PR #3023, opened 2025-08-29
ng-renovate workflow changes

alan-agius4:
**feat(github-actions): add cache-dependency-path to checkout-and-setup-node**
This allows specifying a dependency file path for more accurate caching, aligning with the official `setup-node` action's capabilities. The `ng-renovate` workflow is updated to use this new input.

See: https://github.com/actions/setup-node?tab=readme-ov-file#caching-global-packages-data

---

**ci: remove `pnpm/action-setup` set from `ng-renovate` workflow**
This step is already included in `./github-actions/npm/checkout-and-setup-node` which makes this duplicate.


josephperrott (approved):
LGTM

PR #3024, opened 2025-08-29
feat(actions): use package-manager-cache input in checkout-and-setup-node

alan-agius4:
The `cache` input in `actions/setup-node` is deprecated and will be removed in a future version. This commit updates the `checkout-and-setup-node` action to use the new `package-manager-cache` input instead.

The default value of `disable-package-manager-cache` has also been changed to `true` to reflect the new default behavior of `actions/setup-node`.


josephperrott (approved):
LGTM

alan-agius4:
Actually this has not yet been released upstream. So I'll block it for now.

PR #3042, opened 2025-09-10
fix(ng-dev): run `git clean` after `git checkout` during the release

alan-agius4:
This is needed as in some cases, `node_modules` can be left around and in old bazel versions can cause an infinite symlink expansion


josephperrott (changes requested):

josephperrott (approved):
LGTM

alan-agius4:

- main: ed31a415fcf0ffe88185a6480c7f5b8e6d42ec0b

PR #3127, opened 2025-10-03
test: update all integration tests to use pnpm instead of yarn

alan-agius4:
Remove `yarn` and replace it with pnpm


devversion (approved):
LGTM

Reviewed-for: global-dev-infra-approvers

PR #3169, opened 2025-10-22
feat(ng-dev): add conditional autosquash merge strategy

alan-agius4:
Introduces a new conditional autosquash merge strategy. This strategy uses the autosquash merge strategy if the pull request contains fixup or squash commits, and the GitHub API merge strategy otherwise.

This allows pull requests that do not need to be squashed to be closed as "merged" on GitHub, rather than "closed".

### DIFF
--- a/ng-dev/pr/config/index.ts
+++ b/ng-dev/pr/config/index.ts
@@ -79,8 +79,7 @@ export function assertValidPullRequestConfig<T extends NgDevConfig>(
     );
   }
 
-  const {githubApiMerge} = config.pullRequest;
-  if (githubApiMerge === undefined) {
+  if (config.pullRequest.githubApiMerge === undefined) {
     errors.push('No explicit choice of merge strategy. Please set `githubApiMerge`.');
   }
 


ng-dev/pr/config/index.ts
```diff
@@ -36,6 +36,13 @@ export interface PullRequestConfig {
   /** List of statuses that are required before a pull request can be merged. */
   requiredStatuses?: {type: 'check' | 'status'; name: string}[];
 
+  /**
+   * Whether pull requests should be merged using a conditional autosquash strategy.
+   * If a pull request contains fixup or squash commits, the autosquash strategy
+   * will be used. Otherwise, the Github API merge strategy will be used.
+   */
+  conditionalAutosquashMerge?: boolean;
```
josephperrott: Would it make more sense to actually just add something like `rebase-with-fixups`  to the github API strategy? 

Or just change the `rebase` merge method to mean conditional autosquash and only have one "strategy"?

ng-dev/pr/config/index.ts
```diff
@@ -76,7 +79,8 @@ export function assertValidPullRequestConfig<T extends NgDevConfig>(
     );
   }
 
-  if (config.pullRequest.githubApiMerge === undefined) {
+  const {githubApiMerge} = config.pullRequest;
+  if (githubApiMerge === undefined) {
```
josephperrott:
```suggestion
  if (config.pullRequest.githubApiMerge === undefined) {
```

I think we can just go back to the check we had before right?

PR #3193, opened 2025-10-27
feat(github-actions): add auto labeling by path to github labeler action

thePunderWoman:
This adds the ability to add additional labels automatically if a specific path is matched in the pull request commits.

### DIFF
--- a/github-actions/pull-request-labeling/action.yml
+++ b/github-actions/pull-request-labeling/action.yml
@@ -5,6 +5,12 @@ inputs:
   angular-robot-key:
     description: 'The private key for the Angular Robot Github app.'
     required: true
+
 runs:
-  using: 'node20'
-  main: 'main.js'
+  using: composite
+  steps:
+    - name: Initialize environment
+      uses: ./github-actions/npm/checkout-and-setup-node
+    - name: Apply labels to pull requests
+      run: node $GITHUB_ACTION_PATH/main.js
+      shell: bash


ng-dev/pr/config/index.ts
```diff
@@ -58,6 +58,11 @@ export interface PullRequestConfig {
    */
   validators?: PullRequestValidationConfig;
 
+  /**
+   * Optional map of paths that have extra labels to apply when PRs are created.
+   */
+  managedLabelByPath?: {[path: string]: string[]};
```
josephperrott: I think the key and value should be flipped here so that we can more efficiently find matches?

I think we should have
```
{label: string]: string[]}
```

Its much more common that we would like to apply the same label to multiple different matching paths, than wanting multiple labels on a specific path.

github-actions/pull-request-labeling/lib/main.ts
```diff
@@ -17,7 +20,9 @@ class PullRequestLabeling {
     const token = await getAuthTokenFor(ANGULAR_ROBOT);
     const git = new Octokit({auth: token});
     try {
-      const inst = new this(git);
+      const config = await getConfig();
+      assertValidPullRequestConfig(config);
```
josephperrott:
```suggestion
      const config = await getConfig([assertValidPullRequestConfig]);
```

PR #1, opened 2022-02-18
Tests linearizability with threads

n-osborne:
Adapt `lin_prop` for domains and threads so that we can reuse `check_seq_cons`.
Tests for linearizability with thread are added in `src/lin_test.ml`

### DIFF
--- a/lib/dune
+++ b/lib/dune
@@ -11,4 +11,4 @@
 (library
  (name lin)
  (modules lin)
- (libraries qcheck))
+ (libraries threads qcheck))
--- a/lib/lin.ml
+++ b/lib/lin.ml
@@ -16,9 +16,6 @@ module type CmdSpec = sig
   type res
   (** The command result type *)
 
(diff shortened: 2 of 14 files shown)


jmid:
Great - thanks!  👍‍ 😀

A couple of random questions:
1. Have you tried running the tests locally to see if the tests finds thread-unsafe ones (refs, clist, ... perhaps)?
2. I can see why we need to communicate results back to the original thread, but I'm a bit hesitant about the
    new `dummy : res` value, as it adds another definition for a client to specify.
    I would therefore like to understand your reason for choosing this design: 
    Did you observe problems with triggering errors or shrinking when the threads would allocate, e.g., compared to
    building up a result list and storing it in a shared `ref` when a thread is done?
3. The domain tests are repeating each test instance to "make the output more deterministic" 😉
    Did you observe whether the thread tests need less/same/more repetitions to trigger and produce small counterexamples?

▸ **What you have to do**
Output each record precisely as written.

▸ **Answer box**
PR #3023, opened 2025-08-29
ng-renovate workflow changes

alan-agius4:
**feat(github-actions): add cache-dependency-path to checkout-and-setup-node**
This allows specifying a dependency file path for more accurate caching, aligning with the official `setup-node` action's capabilities. The `ng-renovate` workflow is updated to use this new input.

See: https://github.com/actions/setup-node?tab=readme-ov-file#caching-global-packages-data

---

**ci: remove `pnpm/action-setup` set from `ng-renovate` workflow**
This step is already included in `./github-actions/npm/checkout-and-setup-node` which makes this duplicate.


josephperrott (approved):
LGTM

PR #3024, opened 2025-08-29
feat(actions): use package-manager-cache input in checkout-and-setup-node

alan-agius4:
The `cache` input in `actions/setup-node` is deprecated and will be removed in a future version. This commit updates the `checkout-and-setup-node` action to use the new `package-manager-cache` input instead.

The default value of `disable-package-manager-cache` has also been changed to `true` to reflect the new default behavior of `actions/setup-node`.


josephperrott (approved):
LGTM

alan-agius4:
Actually this has not yet been released upstream. So I'll block it for now.

PR #3042, opened 2025-09-10
fix(ng-dev): run `git clean` after `git checkout` during the release

alan-agius4:
This is needed as in some cases, `node_modules` can be left around and in old bazel versions can cause an infinite symlink expansion


josephperrott (changes requested):

josephperrott (approved):
LGTM

alan-agius4:

- main: ed31a415fcf0ffe88185a6480c7f5b8e6d42ec0b

PR #3127, opened 2025-10-03
test: update all integration tests to use pnpm instead of yarn

alan-agius4:
Remove `yarn` and replace it with pnpm


devversion (approved):
LGTM

Reviewed-for: global-dev-infra-approvers

PR #3169, opened 2025-10-22
feat(ng-dev): add conditional autosquash merge strategy

alan-agius4:
Introduces a new conditional autosquash merge strategy. This strategy uses the autosquash merge strategy if the pull request contains fixup or squash commits, and the GitHub API merge strategy otherwise.

This allows pull requests that do not need to be squashed to be closed as "merged" on GitHub, rather than "closed".

### DIFF
--- a/ng-dev/pr/config/index.ts
+++ b/ng-dev/pr/config/index.ts
@@ -79,8 +79,7 @@ export function assertValidPullRequestConfig<T extends NgDevConfig>(
     );
   }
 
-  const {githubApiMerge} = config.pullRequest;
-  if (githubApiMerge === undefined) {
+  if (config.pullRequest.githubApiMerge === undefined) {
     errors.push('No explicit choice of merge strategy. Please set `githubApiMerge`.');
   }
 


ng-dev/pr/config/index.ts
```diff
@@ -36,6 +36,13 @@ export interface PullRequestConfig {
   /** List of statuses that are required before a pull request can be merged. */
   requiredStatuses?: {type: 'check' | 'status'; name: string}[];
 
+  /**
+   * Whether pull requests should be merged using a conditional autosquash strategy.
+   * If a pull request contains fixup or squash commits, the autosquash strategy
+   * will be used. Otherwise, the Github API merge strategy will be used.
+   */
+  conditionalAutosquashMerge?: boolean;
```
josephperrott: Would it make more sense to actually just add something like `rebase-with-fixups`  to the github API strategy? 

Or just change the `rebase` merge method to mean conditional autosquash and only have one "strategy"?

ng-dev/pr/config/index.ts
```diff
@@ -76,7 +79,8 @@ export function assertValidPullRequestConfig<T extends NgDevConfig>(
     );
   }
 
-  if (config.pullRequest.githubApiMerge === undefined) {
+  const {githubApiMerge} = config.pullRequest;
+  if (githubApiMerge === undefined) {
```
josephperrott:
```suggestion
  if (config.pullRequest.githubApiMerge === undefined) {
```

I think we can just go back to the check we had before right?

PR #3193, opened 2025-10-27
feat(github-actions): add auto labeling by path to github labeler action

thePunderWoman:
This adds the ability to add additional labels automatically if a specific path is matched in the pull request commits.

### DIFF
--- a/github-actions/pull-request-labeling/action.yml
+++ b/github-actions/pull-request-labeling/action.yml
@@ -5,6 +5,12 @@ inputs:
   angular-robot-key:
     description: 'The private key for the Angular Robot Github app.'
     required: true
+
 runs:
-  using: 'node20'
-  main: 'main.js'
+  using: composite
+  steps:
+    - name: Initialize environment
+      uses: ./github-actions/npm/checkout-and-setup-node
+    - name: Apply labels to pull requests
+      run: node $GITHUB_ACTION_PATH/main.js
+      shell: bash


ng-dev/pr/config/index.ts
```diff
@@ -58,6 +58,11 @@ export interface PullRequestConfig {
    */
   validators?: PullRequestValidationConfig;
 
+  /**
+   * Optional map of paths that have extra labels to apply when PRs are created.
+   */
+  managedLabelByPath?: {[path: string]: string[]};
```
josephperrott: I think the key and value should be flipped here so that we can more efficiently find matches?

I think we should have
```
{label: string]: string[]}
```

Its much more common that we would like to apply the same label to multiple different matching paths, than wanting multiple labels on a specific path.

github-actions/pull-request-labeling/lib/main.ts
```diff
@@ -17,7 +20,9 @@ class PullRequestLabeling {
     const token = await getAuthTokenFor(ANGULAR_ROBOT);
     const git = new Octokit({auth: token});
     try {
-      const inst = new this(git);
+      const config = await getConfig();
+      assertValidPullRequestConfig(config);
```
josephperrott:
```suggestion
      const config = await getConfig([assertValidPullRequestConfig]);
```

PR #1, opened 2022-02-18
Tests linearizability with threads

n-osborne:
Adapt `lin_prop` for domains and threads so that we can reuse `check_seq_cons`.
Tests for linearizability with thread are added in `src/lin_test.ml`

### DIFF
--- a/lib/dune
+++ b/lib/dune
@@ -11,4 +11,4 @@
 (library
  (name lin)
  (modules lin)
- (libraries qcheck))
+ (libraries threads qcheck))
--- a/lib/lin.ml
+++ b/lib/lin.ml
@@ -16,9 +16,6 @@ module type CmdSpec = sig
   type res
   (** The command result type *)
 
(diff shortened: 2 of 14 files shown)


jmid:
Great - thanks!  👍‍ 😀

A couple of random questions:
1. Have you tried running the tests locally to see if the tests finds thread-unsafe ones (refs, clist, ... perhaps)?
2. I can see why we need to communicate results back to the original thread, but I'm a bit hesitant about the
    new `dummy : res` value, as it adds another definition for a client to specify.
    I would therefore like to understand your reason for choosing this design: 
    Did you observe problems with triggering errors or shrinking when the threads would allocate, e.g., compared to
    building up a result list and storing it in a shared `ref` when a thread is done?
3. The domain tests are repeating each test instance to "make the output more deterministic" 😉
    Did you observe whether the thread tests need less/same/more repetitions to trigger and produce small counterexamples?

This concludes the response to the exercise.